Вот тут-то и вступилась Мама: она устроила Шарманщика на жительство, выделив ему у нас в подвале каморку, куда поставили кровать и приносили вдосталь еды и питья для него самого и для мартышки. Вдобавок вместо латаной-перелатаной куртки ему выдали поношенный, но совсем еще целый отцовский сюртук, и Шарманщик был преисполнен благодарности и отвешивал поклоны с учтивостью человека, знававшего лучшие времена. Но потом он внезапно захворал и слег в постель. И тогда послали за доктором Фредерисиа, однако доктор не обнаружил у чужестранца никакой особой болезни.
— Бродяга обессилел от нищенской жизни, ну да на ваших хлебах он живо на ноги поднимется!

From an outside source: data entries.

PR #393, opened 2024-02-05
[tk] Expose dtypes

Groverkss:


stellaraccident (approved):
Nice! I like this. I think the conversion rules as you have them is sensible for this level.

PR #402, opened 2024-02-06
Add a guarded sdpa_cpu torch decomposition and unbind.int

dan-garvey:
Once we migrate default torch version these will be hit by existing tests.

### DIFF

Шарманщик и вправду скоро выздоровел, щеки его согрел румянец, а в зрячем глазу появился блеск, и теперь благодарность его просто не знала границ. Что он там лопочет на своем нездешнем наречии, никто разобрать не мог, но по его глазам и по вкрадчивым жестам было понятно, что он расточает восторженные похвалы. В конце концов он стал приходить из своей каморки наверх и кормиться за кухонным столом вместе с барышней-мартышкой. Чем дальше, тем больше он делался похож на нормального человека — обнаружилось, что, несмотря на горб, это довольно приятная на вид и благовоспитанная личность с симпатичными морщинками, веером расходящимися от глаз, и с красиво серебрящейся проседью в черной как смоль бороде. К тому же выяснилось, что Шарманщик умеет не только крутить свою шарманку, но и кое-что другое. Он искусно склеивал фарфор: Три Грации, которые упали с полки и разбились, благодаря его стараниям опять стали как новенькие. Старую посудину, которая с незапамятных времен валялась в курятнике, перевернутая кверху дном и затопленная навозной жижей, он раскопал, отчистил и надраил так, что она словно по волшебству превратилась в сверкающий медный таз. Еще он умел вырезать узоры по дереву, а также мастерить всякие фигурки и забавных кукол из стволиков водорослей, которые мы, дети, ему приносили.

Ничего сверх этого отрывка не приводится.